Michael R. Bloomberg today announced a $100 million donation to support polio eradication efforts through Bloomberg Philanthropies. The donation will help fund the Global Polio Eradication Initiative’s (GPEI) six year plan to eradicate polio.
Polio is a vaccine-preventable disease that can lead to paralysis or death. Due to tremendous advances in 2012, there are today the fewest number of polio cases in the fewest countries ever, creating a unique opportunity to end the disease forever. In response, the GPEI has developed a long-term strategy to achieve global eradication by 2018. The eradication strategy addresses all aspects of ending polio, including stopping transmission, strengthening routine immunization, addressing challenges such as insecurity and access, and preparing the polio infrastructure to reach children with other health services. Polio partner organizations, donors and endemic countries are actively working to secure the necessary funds to ensure money is not a barrier to the plan’s success.

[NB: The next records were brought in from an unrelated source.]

PR #233, opened 2019-01-15
Nic configuration management

jainprasuk1996:
Removed JetPack nic.py file and pointed the code to upstreamed nic.py.
Added methods in config_idrac file which were not part of upstreamed nic.
@rpioso @cdearborn @digambar15


src/pilot/config_idrac.py
```diff
@@ -204,6 +207,199 @@ def configure_bios_nics_boot_settings(drac_client, ip_service_tag, pxe_nic_id):
...
+              setting to be applied
+    :raises: WSManRequestFailure on request failures
+    :raises: WSManInvalidResponse when receiving invalid response
+    :raises: DRACOperationFailed on error reported back by the iDRAC
+             interface
+    """
+    return set_nic_legacy_boot_protocol(nic_id, 'PXE', drac_client)
+
+
+def _list_nic_settings(selection_expression):
```
cdearborn: We should be using the upstreamed list_nic_settings() method and delete this one.

src/pilot/config_idrac.py
```diff
@@ -204,6 +207,199 @@ def configure_bios_nics_boot_settings(drac_client, ip_service_tag, pxe_nic_id):
...
+                'nic': nic_id})
+
+    # Do the settings include the attribute?
+    if attribute_name not in settings:
+        return None
+
+    return settings[attribute_name]
+
+
+def set_nic_setting(nic_id, attribute_name, value, drac_client):
```
cdearborn: We should be using the upstreamed set_nic_settings() method and delete this one.

src/pilot/config_idrac.py
```diff
@@ -248,6 +444,25 @@ def config_idrac_settings(drac_client, ip_service_tag, password, node):
...
 
 
+def _get_nic_config(self, resource, class_name,
+                    selection_expression, attr_cls):
+    filter_query = (
+        'select * '
+        'from %(class)s '
+        'where %(selection_expression)s') % {
+        'class': class_name, 'selection_expression': selection_expression}
+    doc = self.client.enumerate(resource, filter_query=filter_query)
```
cdearborn: I don't see how the above line could work since there is no client variable defined.

src/pilot/config_idrac.py
```diff
@@ -204,6 +207,199 @@ def configure_bios_nics_boot_settings(drac_client, ip_service_tag, pxe_nic_id):
...
+            raise exceptions.DRACOperationFailed(
+                drac_messages=('Colliding attributes %r' % (
+                    set(result) & set(attribs))))
+
+        result.update(attribs)
+
+    return result
+
+
+def get_nic_setting(nic_id, attribute_name):
```
cdearborn: It's ok to have this method, but it needs to be changed to call the upstream list_nic_settings(), and then find the given NIC setting in the resulting list.

src/pilot/config_idrac.py
```diff
@@ -172,17 +175,17 @@ def configure_bios_nics_boot_settings(drac_client, ip_service_tag, pxe_nic_id):
...
-            if not drac_client.is_nic_legacy_boot_protocol_pxe(nic_id):
-                result = drac_client.set_nic_legacy_boot_protocol_pxe(nic_id)
+            if not is_nic_legacy_boot_protocol_pxe(nic_id):
+                result = set_nic_legacy_boot_protocol_pxe(nic_id, drac_client)
         else:
             try:
-                if not drac_client.is_nic_legacy_boot_protocol_none(nic_id):
-                    result = drac_client.set_nic_legacy_boot_protocol_none(
-                        nic_id)
+                if not is_nic_legacy_boot_protocol_none(nic_id):
```
cdearborn: I think you will have to pass drac_client in on the line above.

src/pilot/config_idrac.py
```diff
@@ -172,17 +175,17 @@ def configure_bios_nics_boot_settings(drac_client, ip_service_tag, pxe_nic_id):
...
         # Compare the NIC IDs case insensitively. Assume ASCII strings.
         if nic_id.lower() == pxe_nic_id.lower():
-            provisioning_mac = nic.mac_address.lower()
+            provisioning_mac = nic.mac.lower()
 
             # This is the NIC we want to PXE boot, so set it to PXE if it's
             # not set to PXE already
-            if not drac_client.is_nic_legacy_boot_protocol_pxe(nic_id):
-                result = drac_client.set_nic_legacy_boot_protocol_pxe(nic_id)
+            if not is_nic_legacy_boot_protocol_pxe(nic_id):
```
cdearborn: I think you will have to pass drac_client in on the line above.

jainprasuk1996:
@cdearborn Please take a look at the last commit in this PR. The changes have been tested by @uday344 as per your suggestions.

src/pilot/config_idrac.py
```diff
@@ -208,6 +212,172 @@ def configure_bios_nics_boot_settings(drac_client, ip_service_tag, pxe_nic_id):
...
+    :raises: WSManInvalidResponse when receiving invalid response
+    :raises: DRACOperationFailed on error reported back by the iDRAC
+             interface
+    :raises: NotFound when no settings for NIC found
+    """
+    settings = drac_client.list_nic_settings(nic_id)
+
+    # Were no settings found?
+    if not settings:
+        raise exceptions.NotFound(
```
cdearborn: Our long term objective is to completely eliminate discover_nodes/dracclient.  I took a look and only nic.py used this exception, and it is the only exception declared in discover_nodes/dracclient/exceptions.  In the case above, if no settings were found, then the nic_id passed in must not have been found, which means that the nic_id was invalid.  As a result, let's change the above to raise a dracclient.exceptions.InvalidParameterValue exception and change all of the references to NotFound to InvalidParameterValue.  Finally, delete the discover_nodes/dracclient/exceptions.py file.  This will get us one step closer to being able to delete discover_nodes/dracclient completely.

“It’s unthinkable that polio still exists in the world when we have the tools and technology to protect children from this preventable, debilitating disease. Now is the time to invest in making polio history. Doing so will protect future generations of children and pave the way for other life-saving interventions to reach the world’s most vulnerable populations,” said Bloomberg. “We are thrilled to join the Gates Foundation and other partners in the effort to end this disease once and for all.”
“We’re at a critical juncture in the global effort to end polio. If we’re going to achieve a polio-free world, we must act quickly and commit now to providing the resources needed to fund the GPEI plan and to get the job done. Mayor Bloomberg’s commitment is a key development in helping to ensure that all children are protected from this and other vaccine-preventable diseases. I look forward to continuing to work with him on this and other critical global health initiatives,” said Gates.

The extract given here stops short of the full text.